Santander: The most conservative - and most profitable - bank in the world

Status
Not open for further replies.

yllus

Elite Member & Lifer
Aug 20, 2000
20,577
432
126
I meant to post this a while back (or maybe I did and forgot), but a BusinessWeek post about overoptimism for Spanish banks reminded me about Banco Santander SA, which today received an "outperform" rating by Credit Suisse.

While we've been overwhelmed for months now by stories of banks engaging in risky behaviour in order to turn bigger-than-ever profits, Santander stands out as one that's largely stuck to traditional products and still manages to satiate its stockholders.

My main reason for creating this thread is to pose a question: If traditional banks can still make good money selling 'boring' products, what's the argument against Glass-Steagall Part Deux? (Which, to this layperson, would mean institutions would choose between selling traditional products or the investment/stock market-playing stuff - sheltering 99% of us from catastrophic failure.)
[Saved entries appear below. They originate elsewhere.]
PR #31778, opened 2024-11-12
[FIX] Colspan error in card.php

cmfpmatik:
The replacement of the code is necessary to address a layout issue in the table caused by incorrect column handling, which can affect the proper display of data.

Explanation of the Problem

In the original code:
    The table displays the HT (pre-tax) value in one column, and if the MAIN_SHOW_PRICE_WITH_TAX_IN_SUMMARIES variable is enabled, an additional column is added for the TTC (tax-included) value.
    This means that the number of columns in the table changes depending on the configuration: an extra column appears when MAIN_SHOW_PRICE_WITH_TAX_IN_SUMMARIES is active.
    This variation in the number of columns can cause issues with the table layout, especially if other cells (like headers or summary rows) use a colspan attribute that does not match the total number of columns, resulting in misalignment.

Why Replace with the New Code?

The new code solves this issue by displaying both the HT and TTC values in the same column, separated by a visual divider, when MAIN_SHOW_PRICE_WITH_TAX_IN_SUMMARIES is enabled:

If MAIN_SHOW_PRICE_WITH_TAX_IN_SUMMARIES is enabled: The HT value is followed by the TTC value within the same cell, maintaining a consistent column count.
 Otherwise: Only the HT value is displayed, still within a single cell.

Conclusion :

Consistent Column Count: The number of columns remains constant, regardless of the MAIN_SHOW_PRICE_WITH_TAX_IN_SUMMARIES setting. This ensures that the colspan attribute in other parts of the table remains accurate, preserving the layout.

The code modification ensures that the table layout is correct and that columns remain alwys properly aligned, preventing layout issues that could occur if the number of columns.


htdocs/comm/card.php
```diff
@@ -1490,13 +1490,13 @@
...
 					}
 				}
-				print '<td class="right nowraponall">';
-				print price($objp->total_ht);
-				print '</td>';
-
-				if (getDolGlobalString('MAIN_SHOW_PRICE_WITH_TAX_IN_SUMMARIES')) {
-					print '<td class="right nowraponall">';
-					print price($objp->total_ttc);
+				if (!empty($conf->global->MAIN_SHOW_PRICE_WITH_TAX_IN_SUMMARIES)) {
```
eldy, line 1493: Must use 
if (getDolGlobalString('MAIN_SHOW_PRICE_WITH_TAX_IN_SUMMARIES')) {

eldy:
The goal of option MAIN_SHOW_PRICE_WITH_TAX_IN_SUMMARIES is to add one column.
Each information must be into its dedicated column.
Can't reproduce trouble with old code. Can you describe how to reproduce the bug(with screenshot)

cmfpmatik:
> The goal of option MAIN_SHOW_PRICE_WITH_TAX_IN_SUMMARIES is to add one column.

Okay, but you have to increase the colspan first in this case.

> Each information must be into its dedicated column. Can't reproduce trouble with old code. Can you describe how to reproduce the bug(with screenshot)

Why not! But in merge #24518, I preferred this approach for many reasons, but you mentioned : "_Both fields represent the same information, only the unit differs. So i suggest to keep only one line: The original line and you just add the value in the second unit on the same line_"

cmfpmatik:
up

PR #31796, opened 2024-11-13
ODF : fix : escape specials chars in IF ELSE ENDIF $key

thomas-Ngr:
# FIX|Fix Use internal constants in ODT files

The [wiki](https://wiki.dolibarr.org/index.php?title=Create_an_ODT_or_ODS_document_template#Conditional_substitution) states that ODT substitution allows using internal constants :

> `{__[XXX]__} = Value of the constant XXX (into setup)`

However, this does not work since the chars `[` and `]` are special chars char used in PCRE expressions.

These keys should be escaped.

## Example

here, the ODT template : 

image

MY_VERY_SPECIAL_CONST = 1

The generated ODT is as so : 

image

after applying the fix, the generated ODT is right:

image

## Configuration

Bug observed on DLB14, DLB18, develop.

## Implementation

Note that the first IF is correctly deleted since the function used is str_replace. The ELSE and ENDIF are not deleted since they are searched using preg_replace function.

```php
odtphp/segment.php l.118
                // Remove the IF tag
                $this->xml = str_replace('[!-- IF '.$key.' --]', '', $this->xml);
                // Remove everything between the ELSE tag (if it exists) and the ENDIF tag
                $reg = '@(\[!--\sELSE\s' . $key . '\s--\](.*))?\[!--\sENDIF\s' . $key . '\s--\]@smU'; // U modifier = all quantifiers are non-greedy
                $this->xml = preg_replace($reg, '', $this->xml);
```
At this stage, `$key == '[MY_VERY_SPECIAL_CONST]'` so the regex is not what we mean.

The implementation fixes this bug by applying `preg_quote($key)` when using `$key` in regex.

### DIFF
--- a/htdocs/includes/odtphp/Segment.php
+++ b/htdocs/includes/odtphp/Segment.php
@@ -117,14 +117,14 @@ class Segment implements IteratorAggregate, Countable
                 // Remove the IF tag
                 $this->xml = str_replace('[!-- IF '.$key.' --]', '', $this->xml);
                 // Remove everything between the ELSE tag (if it exists) and the ENDIF tag
-                $reg = '@(\[!--\sELSE\s' . preg_quote($key) . '\s--\](.*))?\[!--\sENDIF\s' . preg_quote($key) . '\s--\]@smU'; // U modifier = all quantifiers are non-greedy
+                $reg = '@(\[!--\sELSE\s' . preg_quote($key, '@') . '\s--\](.*))?\[!--\sENDIF\s' . preg_quote($key, '@') . '\s--\]@smU'; // U modifier = all quantifiers are non-greedy
                 $this->xml = preg_replace($reg, '', $this->xml);
             }
             // Else the value is false, then two cases: no ELSE and we're done, or there is at least one place where there is an ELSE clause, then we replace it
             else
             {
                 // Find all conditional blocks for this variable: from IF to ELSE and to ENDIF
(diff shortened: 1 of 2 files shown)


htdocs/includes/odtphp/Segment.php
```diff
@@ -117,14 +117,14 @@ public function merge()
                 // Remove the IF tag
                 $this->xml = str_replace('[!-- IF '.$key.' --]', '', $this->xml);
                 // Remove everything between the ELSE tag (if it exists) and the ENDIF tag
-                $reg = '@(\[!--\sELSE\s' . $key . '\s--\](.*))?\[!--\sENDIF\s' . $key . '\s--\]@smU'; // U modifier = all quantifiers are non-greedy
+                $reg = '@(\[!--\sELSE\s' . preg_quote($key) . '\s--\](.*))?\[!--\sENDIF\s' . preg_quote($key) . '\s--\]@smU'; // U modifier = all quantifiers are non-greedy
```
eldy, line 120: If you use preg_quote, you must use the second parameter to be sure result is the one expected.
Can you replace with
`preg_quote($key, '@') `
and tell if solution still works...

thomas-Ngr: I tried, it works. And it would also work if the constant name contains a `@`. Thanks for the reminder.

PR #31797, opened 2024-11-13
fix link if subdirectory to remove contains numbers

frederic34:


htdocs/ecm/class/ecmfiles.class.php
```diff
@@ -1007,7 +1007,7 @@ public function getNomUrl($withpicto = 0, $option = '', $notooltip = 0, $maxlen
 		}
 
 		if ($option) {
-			$url = DOL_URL_ROOT.'/document.php?modulepart='.$option.'&file='.urlencode(preg_replace('/[a-zA-Z]+\//', '', $this->filepath).'/'.$this->filename).'&entity='.$this->entity;
+			$url = DOL_URL_ROOT.'/document.php?modulepart='.$option.'&file='.urlencode(preg_replace('/[a-zA-Z0-9]+\//', '', $this->filepath).'/'.$this->filename).'&entity='.$this->entity;
```
eldy, line 1010: my understanding is that you remove the first level "directory" name into filepath.
So why not 
`preg_replace('/^[^\/]+\//', '', $this->filepath)`
to remove the starting part ".../" into the filepath.

frederic34: image
I want to remove produit/ on this example, but if your module is called my123module, it only remove module/ from my123module/REF456

PR #31805, opened 2024-11-13
fix phpstan

frederic34:


htdocs/accountancy/bookkeeping/export.php
```diff
@@ -487,9 +487,9 @@
 	// Mass actions
 	$objectclass = 'Bookkeeping';
 	$objectlabel = 'Bookkeeping';
-	$permissiontoread = $user->hasRight('societe', 'lire');
-	$permissiontodelete = $user->hasRight('societe', 'supprimer');
-	$permissiontoadd = $user->hasRight('societe', 'creer');
+	$permissiontoread = ($user->hasRight('societe', 'lire') == 1);
```
eldy, line 490: Does not look a good idea to do
$permissiontoread = ($user->hasRight('societe', 'lire') == 1);
everywhere when this is more natural :
$permissiontoread = $user->hasRight('societe', 'lire');

What's wrong with having 
$permissiontoread = 1 ?
May be can set such var to be both boolean and int ?

frederic34: image
`if ($permissiontoread) ` with $permissiontoread is int phpstan can't determine if test if right

eldy: Stupid phpstan. So what do you think of:
`$permissiontoread = (bool) $user->hasRight('societe', 'lire');`
instead of 
`$permissiontoread = ($user->hasRight('societe', 'lire') == 1);`

frederic34: I tried...

PR #31818, opened 2024-11-14
fix add v20 in script for contributors

Hystepik:
add v20 in script dev/tools/github_commits_byversion.sh


mdeweerd:
Good but maybe you could reuse what I did in the setup script so that the script works for *all* versions:

https://github.com/Dolibarr/dolibarr/blob/1d1c381e98606f22dc4fdea9e05077b57b8b949c/dev/setup/phpunit/setup_conf.sh#L223-L226

https://github.com/Dolibarr/dolibarr/blob/1d1c381e98606f22dc4fdea9e05077b57b8b949c/dev/setup/phpunit/setup_conf.sh#L233-L264

Issue #31741, opened 2024-11-08
Emailing module throws error in PHP8.2 but not in PHP7.4


hasse-basse:
### Bug

When trying to set up a massmailing and trying to send a Test mail I fail with an error when using PHP8.2, but all is fine with PHP7.4. I use Password and Swift Mailer socket library (smtp.office365.com)

AH01071: Got error 'PHP message: PHP Fatal error:  Uncaught TypeError: preg_split(): Argument #2 ($subject) must be of type string, array given in /htdocs/includes/swiftmailer/lib/classes/Swift/Mime/Headers/AbstractHeader.php:312\nStack trace:\n#0 /htdocs/includes/swiftmailer/lib/classes/Swift/Mime/Headers/AbstractHeader.php(312): preg_split()\n#1 /htdocs/includes/swiftmailer/lib/classes/Swift/Mime/Headers/AbstractHeader.php(259): Swift_Mime_Headers_AbstractHeader->getEncodableWordTokens()\n#2 /htdocs/includes/swiftmailer/lib/classes/Swift/Mime/Headers/UnstructuredHeader.php(103): Swift_Mime_Headers_AbstractHeader->encodeWords()\n#3 /htdocs/includes/swiftmailer/lib/classes/Swift/Mime/SimpleHeaderSet.php(309): Swift_Mime_Headers_UnstructuredHeader->getFieldBody()\n#4 /htdocs/...', referer: https://WWW.XXX/XXX/htdocs/comm/mailing/card.php?action=test&token=c9911ad4d077eabb07f5597a92641508&id=15

### Dolibarr Version

19.0.3

### Environment PHP

PHP 8.2.15

### Environment Database

Maria

marc-dll:
Hello,

I cannot reproduce with the latest Dolibarr (19.0.4 from Github), can you test with the latest code please ?

Greetings.

hasse-basse:
Still same problem and now I'm on 19.0.4. To be sure we talk about the same thing, pls see the below image of where in Dolibarr I am.
![Capture d’écran 2024-11-14 232348](https://github.com/user-attachments/assets/f4d0bef5-d9c8-49b9-8e59-81fe410afb5c)

marc-dll:
Thank you for your quick reply, I reproduced by setting the field "Errors to/Erreurs à" field that was not set in my first test. I'll work on a fix

hasse-basse:
Great !

PR #31825, opened 2024-11-14
FIX: swiftmailer: correctly set errors-to header (FIX #

marc-dll:
Swiftmailer's `addTextHeader` method does not handle array parameters like `setTo`, `setCC`, etc. So we format the `Errors-To` mail header as a `string` by hand.

Fixes issue #31741


marc-dll:
Close because bug exists in 18.0

PR #31835, opened 2024-11-15
Fix dol_dir_list_in_database to use filters for db

Hystepik:
Fix dol_dir_list_in_database to use filters as Universal Search string to filter sql request


eldy:
Note: Looks to be a first step to fix a bug into another ticket. So ok as fix but mentioning the target ticket in comment will be welcome.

Santander: The Most Boring Bank in the World

Spend an hour in Santander City and it's easier to understand Banco Santander's unlikely march during the last quarter century from sixth biggest bank in Spain to largest bank in the euro zone. Since Emilio Botín took over from his father in 1986, Santander has spent more than $60 billion buying banks in Spain, Latin America, Europe and, more recently, the U.S.

But it's not just about being the biggest. By sticking to old-fashioned banking practices, while shrewdly employing the firm's sophisticated banking software, Botín has also made Santander the most profitable bank in the world outside China, earning close to $25 billion in the last two years, even as the world's economies teetered on the brink.

In Santander City the functional is exalted and the fancy eschewed. The bank runs the same way, thanks to Botín's commitment to banking's stodgiest virtues: conservatism, patience and the sort of loans that don't need to be sliced and diced into nonsensical instruments like those that caused the meltdown on Wall Street.

...

Harry Kamen, retired chairman of Metropolitan Life and a former Santander board member, recalls learning of Santander's risk-management committee in the mid-1990s. The independent committee reports directly to the Santander board and is charged with reining in managers overeager to drum up new business without looking hard enough at the pitfalls. "I asked who was doing this at MetLife and was told the actuaries were, but no one was looking at the whole picture," says Kamen, who promptly instituted a similar structure at MetLife. "I learned a lot about risk by watching Emilio in action."

Santander's fixation with controlling risk is largely why it came through the recent banking crisis smelling like a Valencia orange. Going into the crisis, Santander had set aside funds to cover 151% of its expected loan losses, compared to 85% for its European peers. Nearly two years on, Santander's so-called coverage ratio is 72%, compared to 58% for big European banks in general.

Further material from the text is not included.